Seeing Patients: Unconscious Bias in Health Care, by Augustus A. White III and David Chanoff (Harvard, $27.95). The lead author, Gordon Distinguished Professor of medical education, an orthopedic surgeon, and the first African- American department chief at a Harvard teaching hospital, grew up in Jim Crow Memphis. He speaks directly and personally about disparities in care.

 

American Grace: How Religion Divides and Unites Us, by Robert D. Putnam, Malkin professor of public policy, and David E. Campbell (Simon & Schuster, $30). Putnam (of Bowling Alone fame) and Notre Dame’s Campbell undertake a data-filled survey of faith and conclude that devotion and tolerance of religious diversity happily coexist--the latter to a degree “far more expansive than anything imagined by the Founders.”

 

God-Fearing and Free, by Jason W. Stevens, assistant professor of English (Harvard, $39.95). A scholarly “spiritual history” of the Cold War, employing motifs such as original sin to interpret the democratic struggle with internal self-doubt and external, totalitarian threats.

 

Overlook, by Stephen Sandy, Ph.D. ’63 (Louisiana State University, $19.95 paper). In this twelfth collection of spare poems, the author reflects on persons, scenes, histories, works of art, and his Vermont environs. From “Ladybug”: “But look at them now.
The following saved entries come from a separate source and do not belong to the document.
PR #3543, opened 2024-09-16
Mi 535

sshanzel:
## Changes
- Memoize the `useHorizontalScroll` variables.
- Refactored it by taking out a section that can be reused somewhere else.

## Events

## Experiment

## Manual Testing

> [!CAUTION]

MI-535

### DIFF
--- a/packages/shared/src/components/HorizontalScroll/useCalculateVisibleElements.ts
+++ b/packages/shared/src/components/HorizontalScroll/useCalculateVisibleElements.ts
@@ -1,0 +1,72 @@
+import { MutableRefObject, useCallback, useEffect, useState } from 'react';
+import { useToggle } from '../../hooks/useToggle';
+import { useEventListener } from '../../hooks';
+
+interface UseCalculateVisibleElementsProps<El extends HTMLElement> {
+  ref: MutableRefObject<El | null>;
+}
+
+interface UseCalculateVisibleElements {
+  calculateVisibleCards: () => void;
+  isOverflowing: boolean;
+  elementsCount: number;
+  scrollableElementWidth: number;
+}
+
+export const useCalculateVisibleElements = <El extends HTMLElement>({
+  ref,
+}: UseCalculateVisibleElementsProps<El>): UseCalculateVisibleElements => {
+  const [isOverflowing, setIsOverflowing] = useToggle(false);
+  const [elementsCount, setElementsCount] = useState<number>(0);
+  const [scrollableElementWidth, setScrollableElementWidth] =
+    useState<number>(0);
+
+  const calculateVisibleCards = useCallback(() => {
+    const currentRef = ref.current;
+    if (
+      !currentRef ||
+      !currentRef.firstElementChild ||
+      !(currentRef.firstElementChild instanceof HTMLElement)
+    ) {
+      return;
+    }
+
+    setIsOverflowing(currentRef.scrollWidth > currentRef.clientWidth);
+
+    if (currentRef && currentRef.firstElementChild) {
+      const element = currentRef.firstElementChild;
+      const elementWidth = element.offsetWidth;
+      const elementMarginRight = parseFloat(
+        getComputedStyle(element).marginRight || '0',
+      );
+      const elementMarginLeft = parseFloat(
+        getComputedStyle(element).marginLeft || '0',
+      );
+      const containerGap = parseFloat(getComputedStyle(currentRef).gap || '0');
+      const elementWidthWithMarginsAndGap =
+        elementWidth + elementMarginRight + elementMarginLeft + containerGap;
+
+      setScrollableElementWidth(elementWidthWithMarginsAndGap);
+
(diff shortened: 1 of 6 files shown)


packages/storybook/stories/components/HorizontalScroll.stories.tsx
```diff
@@ -88,33 +88,37 @@ export const HorizontalScrollSquadStory: Story = {
...
-            /* eslint-disable react/no-array-index-key */
-            <UnfeaturedSquadGrid
-              {...args}
-              key={`horizontal scroll item ${i}`}
-            />
-          ))}
-        </HorizontalScroll>
-      </>
+      <QueryClientProvider>
+        <AuthContext.Provider value={{}}>
```
nensidosari, line 97: Are these necessary, just asking since they weren't before.

nensidosari (commented):
Looks good!

One more thing, not sure if in the main PR we've made any changes to the header of the horizontal scroll, but it has broken the header of the horizontal scroll on tags/sources page 
Screenshot 2024-09-17 at 7 53 54 AM

vs in prod:
Screenshot 2024-09-17 at 7 56 23 AM


Let's please fix this last thing as well 🙏

packages/shared/src/components/HorizontalScroll/useCalculateVisibleElements.ts
```diff
@@ -0,0 +1,72 @@
...
+        elementWidth + elementMarginRight + elementMarginLeft + containerGap;
+
+      setScrollableElementWidth(elementWidthWithMarginsAndGap);
+
+      const mainContainerWidth = currentRef.offsetWidth;
+      setElementsCount(
+        Math.floor(mainContainerWidth / elementWidthWithMarginsAndGap),
+      );
+    }
+  }, [ref, setIsOverflowing]);
```
rebelchris, line 56: The ref won't trigger anymore on client side right, making the useEffect actually not re-trigger as well? (didn't probe any issues locally?)

packages/storybook/stories/components/HorizontalScroll.stories.tsx
```diff
@@ -12,15 +12,23 @@ import {
...
+
+const ScrollableElement = ({
+  item,
+  index,
+  ...props
+}: {
+  item: { value: string };
+  index: number;
+}): ReactElement => (
+  <div {...props} className="w-full max-w-40 border p-4">
```
rebelchris, line 27: border won't do anything without color?

rebelchris (commented):
Mostly question around the hook as it's a server side calculation thus wondering if it's reliable to use as the only dependency.

packages/storybook/stories/components/HorizontalScroll.stories.tsx
sshanzel: The storybook is not rendering without it.

packages/shared/src/components/HorizontalScroll/useCalculateVisibleElements.ts
sshanzel: Yeah, this won't trigger since it is a ref. Just the linter asking it to be part of the deps since it came from the props.

packages/storybook/stories/components/HorizontalScroll.stories.tsx
sshanzel: solid black is what being used with just border. This is just for display anyway, hence made it look like it is not really part of the design system.

packages/shared/src/components/HorizontalScroll/useCalculateVisibleElements.ts
rebelchris: Ah yes, but my concern is wider in that case.
Since that won't ever trigger does the calculation ever happen in the ref is not yet set for instance but you rely on it to give accurate adjustments?

packages/storybook/stories/components/HorizontalScroll.stories.tsx
rebelchris: Ah I see :) thanks for the explanation.

sshanzel:
> One more thing, not sure if in the main PR we've made any changes to the header of the horizontal scroll, but it has broken the header of the horizontal scroll on tags/sources page

May have been left unchecked introducing the refactor as we did not change any styling on the header itself. Will push a fix.

packages/shared/src/components/HorizontalScroll/useCalculateVisibleElements.ts
rebelchris: Yeah just saying if it's not available on server render yet, it will never retrigger it.
But if you tested it and had no issues it's probably fine.

sshanzel: Yeah, the calculation result will be useful once the user can click the left/right buttons. Server-side we should be good.

sshanzel:
@nensidosari should be fixed by now.

nensidosari (approved):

Octobered/they wait to revive in sunlight./No longer in orbit they sit as if/on verandas; grow grayish, scarce/awake until their papery bodies/white now and flightless roll away/not fit to give color to the world.”

 

Outrageous Fortunes, by Daniel Altman ’96, Ph.D. ’00 (Times Books, $25). The economics columnist and consultant peeks ahead at 12 global trends and suggests, inter alia, that a hierarchical China “will get richer, and then it will get poorer again,” and that the European Union is, as an economic entity, toast.

 

Moneymakers, by Ben Tarnoff ’07 (Penguin, $27.95). The title is literal: Tarnoff vividly recounts “The Wicked Lives and Surprising Adventures of Three Notorious Counterfeiters” in early America, before financial fraud assumed its modern, credit-default-swap mantle.

 

Wisconsin’s Own, by M. Caren Connolly, M.L.A. ’82, and Louis Wasserman, M.Arch. ’74 (Wisconsin Historical Society Press, $45). A remarkable coffee-table celebration of 20 Wisconsin homes, built between 1854 and 1939, ranging from a fabulous lakeside Queen Anne painted lady to Frank Lloyd Wright’s Wingspread. The authors run an architectural practice based in Milwaukee.

 

Hidden Mark: Exploring Christianity’s Heretical Gospel, by John Killinger, B.D. ’59 (Mercer University Press, $18). A well-traveled, much-published minister and academic theologian offers a Gnostic interpretation.

 

Alone Together, by Sherry Turkle ’69, Ph.D. ’76 (Basic, $28.95). As its subtitle suggests (“Why We Expect More from Technology and Less from Each Other”), this third volume in a trilogy (after The Second Self and Life on the Screen), a couple of decades into the computer revolution, finds the author still a professor at MIT, but more skeptical about what personal technology is doing to persons and their real-world relationships with one another.